Ils se sont interrogés sur le meilleur moyen de lancer l’ordinateur dans un processus de dessin. S'ils avaient eu recours à une intelligence artificielle capable de générer des signes par association, le résultat aurait été de l'ordre du pastiche, ressemblant, mais très éloigné du geste initial. En travaillant la programmation par une série de modules, ils ont poursuivi un processus plus long et suivi avec l'ordinateur puisqu'il fallait déconstruire chaque trait et se plonger dans ce qui avait été le premier mouvement de la main et le traduire en sommes de paramètres à régler comme le nombre de traits maximum, la probabilité qu'un trait en croise un autre ou la vitesse de déplacement du trait. Et si un ordinateur devait reproduire les dessins de Lascaux, comment s’y prendrait-il ? Beaucoup de théories ont été élaborées sur ces fresques qui appartiennent à la pré-histoire de l’art, rituelle, pédagogique, comptable et esthétique mais nous restons devant ces signes comme des énigmes, les copiant à défaut de pouvoir parfaitement les préserver. Tous les outils numériques ont déjà été sollicités pour les numériser, les reproduire mais pour essayer de retrouver cette impulsion ? Derrière l’écran, il faut imaginer les artistes donnant des consignes et déconstruisant eux-mêmes les traits qui composent un paysage, un visage, un cheval pour en faire des consignes applicables.

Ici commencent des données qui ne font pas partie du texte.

PR #787, opened 2026-06-10
Optimise bitwise extraction and insertion

### LINKED ISSUE #717: Optimise `getValueOfBits` and `insertBits`

lijunbie:
## Summary

- Add guarded BMI2 fast paths for `insertBits()` and `getValueOfBits()` using `_pdep_u64` / `_pext_u64` on x86-64 builds compiled with `__BMI2__`.
- Keep the existing portable loop fallback for non-BMI2 builds, CUDA/HIP compilation, small fixed-size cases, and `getValueOfBits()` calls whose bit indices are not in increasing order.
- Add unit coverage for `insertBits()` and `getValueOfBits()` over empty, low-bit, multi-bit, and non-sorted extraction cases.

Closes #717

## Validation

- Ran `git diff --check`.
- Ran an independent 64-bit equivalence check over 261 sample cases comparing the BMI2-style algorithms against the existing loop semantics.
- I could not run the full Catch2/CMake test suite locally because `cmake` is not installed in this environment.

### DIFF
--- a/quest/src/core/bitwise.hpp
+++ b/quest/src/core/bitwise.hpp
@@ -14,6 +14,11 @@
   #include <intrin.h>
 #endif
 
+#if defined(__BMI2__) && (defined(__x86_64__) || defined(_M_X64)) && !defined(__NVCC__) && !defined(__HIP__)
+  #include <immintrin.h>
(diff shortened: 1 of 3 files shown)


TysonRayJones:
That's some truly low effort AI slop

PR #204, opened 2025-08-19
fix: update scheduler watchers package name

britaniar:

Fixes #

I have: update the package name to be inclusive by removing cluster from the front


cmd/hubagent/workload/setup.go
```diff
@@ -371,7 +371,7 @@ func SetupControllers(ctx context.Context, wg *sync.WaitGroup, mgr ctrl.Manager,
 
 		// Set up the watchers for the controller
 		klog.Info("Setting up the clusterResourcePlacement watcher for scheduler")
-		if err := (&schedulercrpwatcher.Reconciler{
+		if err := (&schedulerplacementwatcher.Reconciler{
```
jwtty, line 374: Are we going to change the watcher names for placement controller too? like line 260?

britaniar: Yes, opening a separate PR for that. Splitting so that it is not a lot changes at once. Have the PR opened for that https://github.com/kubefleet-dev/kubefleet/pull/206. This is just specifically for the scheduler watchers.

PR #207, opened 2025-08-20
feat: make StatusReportingScope immutable

Arvindthiru:

Fixes #

I have:

ITs for CEL validation

The // +kubebuilder:default=ClusterScopeOnly marker sets StatusReportingScope to ClusterScopeOnly,

- if the field is ommitted
- If the field is set to an empty string

I tried adding another CEL validation to ensure users can't input empty string to StatusReportingScope but internally it's set to ClusterScopeOnly due to the default marker making the CEL validation check for empty string pointless

Current implementation achieves making StatusReportingScope immutable but users can supply empty string as input but internally it gets converted to ClusterScopeOnly.

Considering we can't drop the default marker I'm proceeding with this approach

### DIFF
--- a/test/apis/placement/v1beta1/api_validation_integration_test.go
+++ b/test/apis/placement/v1beta1/api_validation_integration_test.go
@@ -27,15 +27,9 @@ import (
 	apiextensionsv1 "k8s.io/apiextensions-apiserver/pkg/apis/apiextensions/v1"
 	k8sErrors "k8s.io/apimachinery/pkg/api/errors"
 	metav1 "k8s.io/apimachinery/pkg/apis/meta/v1"
-	"k8s.io/apimachinery/pkg/types"
 	"k8s.io/apimachinery/pkg/util/intstr"
 
 	placementv1beta1 "github.com/kubefleet-dev/kubefleet/apis/placement/v1beta1"
-)
-
-var (
-	eventuallyTimeout = time.Second * 5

Les dessins exposés, les signes assemblées traduisent un travail d’observation. S’il faut du temps pour voir où va le trait, c’est parce que le dessin est aussi un champ d’erreurs et de préparations. L’accumulation révèle des détails. Ce que l’on pourrait interpréter comme la coulure d’un bic donne un cachet d’authenticité, comme une hésitation qui reste sur la feuille ; elle traduit ce qu’il y a d’humain dans une technique qui dépasse toujours un peu des mains. L’écriture numérique, les lignes de codes peuvent s’apparenter à un dessin. Georges Bataille écrivait que “L’art délié de Lascaux revit dans les arts naissants, quittant vigoureusement l’ornière”. Cette enfance du signe qui passe par le délié nous fait reconsidérer la notion d’apprentissage face à celle d’émancipation. L’apprentissage de la ronde et l’art de prendre la tangente.